Brief:
Please say how many lines in the material include the string "also", and nothing else.

----------

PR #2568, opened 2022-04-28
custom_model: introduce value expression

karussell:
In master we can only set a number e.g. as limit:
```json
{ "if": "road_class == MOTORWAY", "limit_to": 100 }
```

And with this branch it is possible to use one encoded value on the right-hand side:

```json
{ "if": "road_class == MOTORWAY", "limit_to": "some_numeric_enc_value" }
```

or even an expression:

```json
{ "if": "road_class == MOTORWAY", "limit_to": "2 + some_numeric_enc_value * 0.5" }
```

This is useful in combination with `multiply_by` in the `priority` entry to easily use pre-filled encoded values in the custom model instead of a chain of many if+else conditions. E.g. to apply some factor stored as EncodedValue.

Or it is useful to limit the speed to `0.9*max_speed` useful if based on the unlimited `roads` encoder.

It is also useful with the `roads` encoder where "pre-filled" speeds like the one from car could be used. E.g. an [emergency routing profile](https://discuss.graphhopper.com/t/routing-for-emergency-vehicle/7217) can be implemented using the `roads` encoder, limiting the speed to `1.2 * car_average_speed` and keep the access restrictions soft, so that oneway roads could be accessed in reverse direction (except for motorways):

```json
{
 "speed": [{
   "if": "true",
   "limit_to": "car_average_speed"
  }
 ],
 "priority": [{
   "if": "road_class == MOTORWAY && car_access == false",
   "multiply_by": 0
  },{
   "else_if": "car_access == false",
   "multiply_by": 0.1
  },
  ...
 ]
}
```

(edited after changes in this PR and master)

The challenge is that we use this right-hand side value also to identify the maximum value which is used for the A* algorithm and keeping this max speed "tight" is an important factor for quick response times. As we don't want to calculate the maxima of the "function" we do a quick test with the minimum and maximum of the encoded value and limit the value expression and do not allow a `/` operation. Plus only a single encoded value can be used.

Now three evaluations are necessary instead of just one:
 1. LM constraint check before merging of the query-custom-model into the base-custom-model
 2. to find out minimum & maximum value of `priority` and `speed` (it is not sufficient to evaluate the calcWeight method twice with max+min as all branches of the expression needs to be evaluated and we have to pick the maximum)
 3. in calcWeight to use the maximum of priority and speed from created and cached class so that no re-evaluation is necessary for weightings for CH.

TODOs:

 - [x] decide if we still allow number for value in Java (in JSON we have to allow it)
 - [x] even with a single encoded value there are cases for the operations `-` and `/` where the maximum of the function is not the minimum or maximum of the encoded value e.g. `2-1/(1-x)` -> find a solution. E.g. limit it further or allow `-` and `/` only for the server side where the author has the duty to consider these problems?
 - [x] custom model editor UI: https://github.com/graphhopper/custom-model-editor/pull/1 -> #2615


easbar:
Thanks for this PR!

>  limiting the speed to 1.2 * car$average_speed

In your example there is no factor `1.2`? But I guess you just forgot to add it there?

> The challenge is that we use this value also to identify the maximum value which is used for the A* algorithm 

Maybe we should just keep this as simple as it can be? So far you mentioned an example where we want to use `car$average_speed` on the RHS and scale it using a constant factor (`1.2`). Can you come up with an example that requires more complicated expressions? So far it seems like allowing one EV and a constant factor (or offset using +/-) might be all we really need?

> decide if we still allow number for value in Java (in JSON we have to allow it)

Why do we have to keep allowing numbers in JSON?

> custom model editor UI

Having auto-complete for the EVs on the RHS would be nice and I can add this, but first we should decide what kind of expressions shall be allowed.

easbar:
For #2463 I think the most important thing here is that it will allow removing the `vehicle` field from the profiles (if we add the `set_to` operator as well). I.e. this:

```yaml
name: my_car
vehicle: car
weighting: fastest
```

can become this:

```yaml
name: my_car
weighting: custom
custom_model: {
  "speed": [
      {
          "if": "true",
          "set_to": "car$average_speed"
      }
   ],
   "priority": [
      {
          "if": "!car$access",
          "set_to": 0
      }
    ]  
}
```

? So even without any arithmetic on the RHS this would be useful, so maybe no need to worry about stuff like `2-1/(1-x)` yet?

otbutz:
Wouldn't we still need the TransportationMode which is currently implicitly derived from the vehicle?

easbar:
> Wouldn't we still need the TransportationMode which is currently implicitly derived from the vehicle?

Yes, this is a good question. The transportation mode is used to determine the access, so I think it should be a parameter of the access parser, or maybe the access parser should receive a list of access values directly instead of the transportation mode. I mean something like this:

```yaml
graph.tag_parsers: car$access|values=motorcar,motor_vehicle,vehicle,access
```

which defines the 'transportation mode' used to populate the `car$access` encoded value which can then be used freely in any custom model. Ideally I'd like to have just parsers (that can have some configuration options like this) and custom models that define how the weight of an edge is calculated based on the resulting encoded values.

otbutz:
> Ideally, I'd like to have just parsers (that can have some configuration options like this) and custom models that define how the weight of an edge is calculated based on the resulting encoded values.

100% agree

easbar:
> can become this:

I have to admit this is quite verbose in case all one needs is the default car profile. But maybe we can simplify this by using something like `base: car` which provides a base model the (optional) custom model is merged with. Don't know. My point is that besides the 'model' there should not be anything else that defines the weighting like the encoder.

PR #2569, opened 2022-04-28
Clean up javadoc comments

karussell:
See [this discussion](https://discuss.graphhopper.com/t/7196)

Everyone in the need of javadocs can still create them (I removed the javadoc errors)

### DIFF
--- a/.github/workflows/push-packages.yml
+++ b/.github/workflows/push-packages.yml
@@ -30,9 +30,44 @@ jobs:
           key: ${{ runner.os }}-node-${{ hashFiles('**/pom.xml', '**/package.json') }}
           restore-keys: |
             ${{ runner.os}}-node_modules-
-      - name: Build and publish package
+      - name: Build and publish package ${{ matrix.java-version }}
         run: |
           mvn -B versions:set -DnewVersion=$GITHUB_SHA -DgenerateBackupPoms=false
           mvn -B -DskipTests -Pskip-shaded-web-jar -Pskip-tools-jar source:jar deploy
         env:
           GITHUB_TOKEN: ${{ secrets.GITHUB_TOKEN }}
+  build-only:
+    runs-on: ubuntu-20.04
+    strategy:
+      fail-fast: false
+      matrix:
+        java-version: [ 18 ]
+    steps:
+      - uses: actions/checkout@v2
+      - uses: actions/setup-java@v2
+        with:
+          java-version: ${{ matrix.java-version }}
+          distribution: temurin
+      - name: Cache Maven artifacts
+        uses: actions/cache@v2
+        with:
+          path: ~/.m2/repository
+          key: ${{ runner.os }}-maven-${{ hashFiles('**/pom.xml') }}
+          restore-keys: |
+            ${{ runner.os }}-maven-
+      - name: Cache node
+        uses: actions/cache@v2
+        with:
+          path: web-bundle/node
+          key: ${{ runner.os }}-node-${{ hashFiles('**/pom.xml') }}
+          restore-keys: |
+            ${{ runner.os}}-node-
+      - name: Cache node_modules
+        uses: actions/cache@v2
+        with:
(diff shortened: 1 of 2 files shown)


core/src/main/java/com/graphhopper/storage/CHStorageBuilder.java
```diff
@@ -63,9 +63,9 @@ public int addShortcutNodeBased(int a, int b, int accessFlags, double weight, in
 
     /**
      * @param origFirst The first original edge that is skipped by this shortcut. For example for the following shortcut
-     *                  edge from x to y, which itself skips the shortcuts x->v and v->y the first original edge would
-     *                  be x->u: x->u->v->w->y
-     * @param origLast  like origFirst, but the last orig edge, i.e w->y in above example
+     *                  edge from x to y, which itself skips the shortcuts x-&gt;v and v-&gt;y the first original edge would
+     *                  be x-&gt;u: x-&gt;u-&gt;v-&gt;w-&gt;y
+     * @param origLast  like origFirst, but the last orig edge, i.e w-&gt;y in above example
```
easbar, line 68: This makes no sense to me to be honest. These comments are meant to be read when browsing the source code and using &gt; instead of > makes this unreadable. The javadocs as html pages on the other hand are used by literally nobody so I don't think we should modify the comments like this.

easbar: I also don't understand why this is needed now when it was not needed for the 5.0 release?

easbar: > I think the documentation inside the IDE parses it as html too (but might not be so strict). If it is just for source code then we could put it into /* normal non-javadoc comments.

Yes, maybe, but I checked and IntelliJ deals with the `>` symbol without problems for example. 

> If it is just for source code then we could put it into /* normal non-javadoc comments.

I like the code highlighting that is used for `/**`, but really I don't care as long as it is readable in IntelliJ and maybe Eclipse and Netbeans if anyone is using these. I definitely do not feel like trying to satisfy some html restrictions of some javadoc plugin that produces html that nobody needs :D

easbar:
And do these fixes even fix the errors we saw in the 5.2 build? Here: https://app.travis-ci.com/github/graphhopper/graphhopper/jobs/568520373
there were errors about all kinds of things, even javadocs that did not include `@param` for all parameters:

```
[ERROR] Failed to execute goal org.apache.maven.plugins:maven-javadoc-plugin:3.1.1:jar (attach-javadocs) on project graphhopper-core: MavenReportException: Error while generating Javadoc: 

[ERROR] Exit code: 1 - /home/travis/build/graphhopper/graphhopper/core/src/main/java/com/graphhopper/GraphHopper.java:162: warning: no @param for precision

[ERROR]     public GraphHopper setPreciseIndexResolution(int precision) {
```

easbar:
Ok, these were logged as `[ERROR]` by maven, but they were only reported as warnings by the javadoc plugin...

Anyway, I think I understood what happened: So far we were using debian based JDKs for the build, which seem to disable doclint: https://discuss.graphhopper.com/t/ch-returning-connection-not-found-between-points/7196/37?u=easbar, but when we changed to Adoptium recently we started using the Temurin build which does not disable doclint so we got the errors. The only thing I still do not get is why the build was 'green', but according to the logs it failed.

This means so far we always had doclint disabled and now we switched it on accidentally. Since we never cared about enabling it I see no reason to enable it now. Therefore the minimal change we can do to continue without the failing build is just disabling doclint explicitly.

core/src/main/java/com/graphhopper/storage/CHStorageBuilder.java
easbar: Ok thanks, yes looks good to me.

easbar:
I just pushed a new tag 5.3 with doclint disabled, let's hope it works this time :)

----------

Exercise answer:
4